Mrs H. Delivers Pearl of a Lecture

7th September 2011 Mrs H.'s much-awaited lecture, simply billed as "mollusc-related" turned out to be about mother-of-pearl. This precious substance has been used decoratively by mankind on all manner of things, from furniture to weaponry to musical instruments. Mr H. dutifully displayed his cufflinks and his removable collar-stiffeners, both made of the substance.

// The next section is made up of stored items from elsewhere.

PR #618, opened 2021-09-10
fix(coral): remove base64url encoding to base64 encoding conversion on Coral JWT token

amyevans:

N/A

Remove an earlier fix that converted the JWT token payload for Coral from base64url to base64. While this skirted the `atob()` error, it resulted in malformed tokens in some cases which would cause the Coral embed to die. The JWT spec calls for base64url, and Coral fixed the underlying issue in the Talk repo [here](https://github.com/coralproject/talk/pull/3206). Note that this requires you be on 6.3.7 or later of Coral for compatibility. 

Tested locally and in develop environments

### DIFF
--- a/packages/integrations/components/coral/index.jsx
+++ b/packages/integrations/components/coral/index.jsx
@@ -44,29 +44,6 @@ const CoralEmbed = ({
   // https://reactjs.org/docs/hooks-rules.html
   const shouldPurgeUser = useSelector(purgeSelector);
 
-  /**
-   * Decode the payload of a JWT token so it becomes a base64 encoded string.
-   *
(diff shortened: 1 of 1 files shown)


packages/integrations/components/coral/index.jsx
```diff
@@ -44,29 +44,6 @@ const CoralEmbed = ({
   // https://reactjs.org/docs/hooks-rules.html
   const shouldPurgeUser = useSelector(purgeSelector);
 
-  /**
```
ostowe, line 47: There's nothing more satisfying that cleaning up hacky code to handle edge-cases 🤩

ostowe (approved):
💯

PR #621, opened 2021-09-15
fix scriptLoaded flag to use pico lifecycle instead of accessing Pico object directly

ostowe:
https://alleyinteractive.atlassian.net/browse/LEDE-1924

* Rework code intended to prevent pico's `'Local storage not available'` error message to use the Pico lifecycle value instead of accessing the global `Pico` object directly.
* hoping this works better as it avoids calling `window.Pico.getInstance()` which, if called too early, seems to throw that local storage error.

* Tested locally (so far)


amyevans (commented):
✨

PR #630, opened 2021-09-29
feat(static comment count component): adds a new data attribute indic…

jameswburke:
…ating the number of comments

None.

Add the comment count value as a data attribute, so it can be targeted via css.

Tested locally.


ostowe (approved):
💯

PR #634, opened 2021-09-30
Add service aliases to storybook babel config

ostowe:
N/A

* Fix storybook builds to include service aliases (which, when missing, will break storybook for any component utilizing components in the `styled-components` package)

TEsted locally


justinwhall (approved):
🦛

PR #7173, opened 2024-11-05
WO-250 add workers-observability logs configuration

Ankcorn:
Fixes #[WO-250].

Adds a nested logs configuration 
---

Adds nested logs configuration to workers observability, this lets us add extra settings just for logs like toggling invocation logs.
```toml
[observability.logs]
enabled = true
invocation_logs = false
```

- Tests
  - [ ] TODO (before merge)
  - [x] Tests included
  - [ ] I don't know
  - [x] Required
  - [ ] Not required because:
- Public documentation
  - [ ] TODO (before merge)
  - [x] Cloudflare docs PR(s): https://github.com/cloudflare/cloudflare-docs/pull/18032


packages/wrangler/src/config/validation-helpers.ts
```diff
@@ -434,6 +434,44 @@ export const validateRequiredProperty = (
...
+export const validateAtLeastOnePropertyRequired = (
+	diagnostics: Diagnostics,
+	container: string,
+	properties: {
+		key: string;
+		value: unknown;
+		type: TypeofType;
+	}[]
+): boolean => {
+	if (container) {
```
andyjessop, line 449: We'd like to generally avoid mutating function arguments as it makes changes more difficult to track and test. Could this be refactored so that the `container` variable used inside this function has a different name? e.g.

```
const containerPath = container ? `${container}.` : '';
```

andyjessop (approved):
This looks good, just one minor comment, but I won't block merging.

PR #7176, opened 2024-11-05
Remove incorrect logic in Asset Worker

jamesopstad:
When I was looking through the Asset Worker code I spotted an error:

https://github.com/cloudflare/workers-sdk/blob/afe9850931b7730989e005a612ea74887f5d5e72/packages/workers-shared/asset-worker/src/index.ts#L132-L135

This currently does the opposite of what it should and returns the `MethodNotAllowedResponse` for `GET` and `HEAD` methods. The only reason that the Router Worker is still functioning correctly is because it treats the `MethodNotAllowedResponse` as truthy.

https://github.com/cloudflare/workers-sdk/blob/afe9850931b7730989e005a612ea74887f5d5e72/packages/workers-shared/router-worker/src/index.ts#L60

I've removed method handling from `unstable_canFetch` altogether as I feel that it should only return a boolean. The Asset Worker already returns a `MethodNotAllowedResponse` for methods other than `GET` and `HEAD`.

https://github.com/cloudflare/workers-sdk/blob/afe9850931b7730989e005a612ea74887f5d5e72/packages/workers-shared/asset-worker/src/handler.ts#L32-L34

If this also needs to occur earlier then the request method could be checked in the Router Worker.

I haven't added tests as there aren't any others for the Asset Worker beyond the KV store at present.

---

- Tests
  - [ ] TODO (before merge)
  - [ ] Tests included
  - [x] Tests not necessary because: not currently implemented
  - [ ] I don't know
  - [x] Required
  - [ ] Not required because:
- Public documentation
  - [ ] TODO (before merge)
  - [ ] Cloudflare docs PR(s): 

### DIFF
--- a/packages/workers-shared/asset-worker/src/index.ts
+++ b/packages/workers-shared/asset-worker/src/index.ts
@@ -117,9 +117,8 @@ export default class extends WorkerEntrypoint<Env> {
 		}
 	}
 
-	async unstable_canFetch(request: Request): Promise<boolean | Response> {
+	async unstable_canFetch(request: Request): Promise<boolean> {
 		const url = new URL(request.url);
-		const method = request.method.toUpperCase();
 		const decodedPathname = decodePath(url.pathname);
 		const intent = await getIntent(
 			decodedPathname,
@@ -129,10 +128,6 @@ export default class extends WorkerEntrypoint<Env> {
 			},
 			this.unstable_exists.bind(this)
 		);
-		// if asset exists but non GET/HEAD method, 405
-		if (intent && ["GET", "HEAD"].includes(method)) {
-			return new MethodNotAllowedResponse();
-		}
 		if (intent === null) {
 			return false;
 		}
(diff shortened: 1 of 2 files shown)


packages/workers-shared/asset-worker/src/index.ts
```diff
@@ -129,10 +125,6 @@ export default class extends WorkerEntrypoint<Env> {
 			},
 			this.unstable_exists.bind(this)
 		);
-		// if asset exists but non GET/HEAD method, 405
```
WillTaylorDev, line 132: We might still want this check in router worker, since we would rather return the user worker instead of a 405. I'm totally in agreance this makes sense as just a bool response!

petebacondarwin (approved):
I agree that this makes sense as a boolean; and also that we need to change Router Worker to handle the 405 case.
Also, we could do with more tests on this worker. Currently there are scant. But perhaps unfair on @jamesopstad to be the one to write those?

emily-shen:
There are some tests scattered across the fixtures  - that should probably be documented somewhere whoops. There actually are some tests for the 405 (in `worker-with-assets` I think) but that was clearly a bit too e2e… there’s also some unit tests in `asset-config` that could be built on.

GregBrimble (approved):

CarmenPopoviciu:
@jamesopstad can you please include a changeset to your PR 🙏 ?

packages/workers-shared/asset-worker/src/index.ts
GregBrimble: Can't change that behavior now without a compat flag.

CarmenPopoviciu (approved):

PR #7193, opened 2024-11-07
[R2] Output suggested wrangler.toml changes after creating a bucket

sdnts:
Fixes R2-000

---

- Tests
  - [ ] TODO (before merge)
  - [x] Tests included
  - [ ] I don't know
  - [ ] Required
  - [x] Not required because: this is an output-only change
- Public documentation
  - [ ] TODO (before merge)
  - [ ] Cloudflare docs PR(s): 
  - [x] Documentation not necessary because: this is an output-only change

### DIFF
--- a/packages/wrangler/src/r2/create.ts
+++ b/packages/wrangler/src/r2/create.ts
@@ -4,6 +4,7 @@ import { UserError } from "../errors";
 import { logger } from "../logger";
 import * as metrics from "../metrics";
 import { requireAuth } from "../user";
+import { getValidBindingName } from "../utils/getValidBindingName";
 import { LOCATION_CHOICES } from "./constants";
 import { createR2Bucket, isValidR2BucketName } from "./helpers";
 import type {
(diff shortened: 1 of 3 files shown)


toddmantell (approved):

packages/wrangler/src/r2/create.ts
```diff
@@ -68,8 +69,14 @@ export async function Handler(args: HandlerOptions) {
 	logger.log(
 		`✅ Created bucket '${fullBucketName}' with${
 			location ? ` location hint ${location} and` : ``
-		} default storage class of ${storageClass ? storageClass : `Standard`}.`
+		} default storage class of ${storageClass ? storageClass : `Standard`}.\n`
 	);
+
+	logger.log("Configure your Worker to write objects to this bucket:\n");
```
CarmenPopoviciu, line 75: unless there is a specific reason to have these as separate calls, I'd suggest 👇 

```suggestion
	logger.log(
	  "Configure your Worker to write objects to this bucket:\n" +
	  "[[r2_buckets]]\n" +
	  `bucket_name = "${args.name}"\n` +
	  `binding = "${getValidBindingName(args.name, "r2")}"`
	);
```

sdnts: Done!

CarmenPopoviciu (approved):

CarmenPopoviciu (approved):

Yet, mother-of-pearl is also of scientific interest in that its lightweight, yet very strong, lattice structure might be an ideal substance for such things as aircraft components, if only our boffins could succeed in synthesising it.

Club's Summer Party Celebrates Sea and Tea

27th August 2011 The New Sheridan Club's summer party celebrated the great British seaside holiday! The venue was the suitably traditional Tea House Theatre run by Members Grace and Hal Iggulden, and we offered games including one that involved guiding a seagull to steal from a bag of chips, recreating the sinking of the Spanish Armada and of course a knobbly knees contest.

The evening culminated in our traditional Grand Raffle, the top prize of which was a pair of tickets to see Betty Blue Eyes, the 1940s-set musical based on the film A Private Function. We also featured our free Snuff Bar, kindly supplied by Wilson's of Sharrow, and we even had our own sticks of rock, in Club colours with "New Sheridan Club" written through the middle. (These are still available at just £3 for a strikingly chunky stick.)

We also had a film crew with us, following Scarheart for a UKTV documentary about how different groups of Britons celebrate.

Thanks again to Hal and Grace and to all who came, and congratulations to all our winners.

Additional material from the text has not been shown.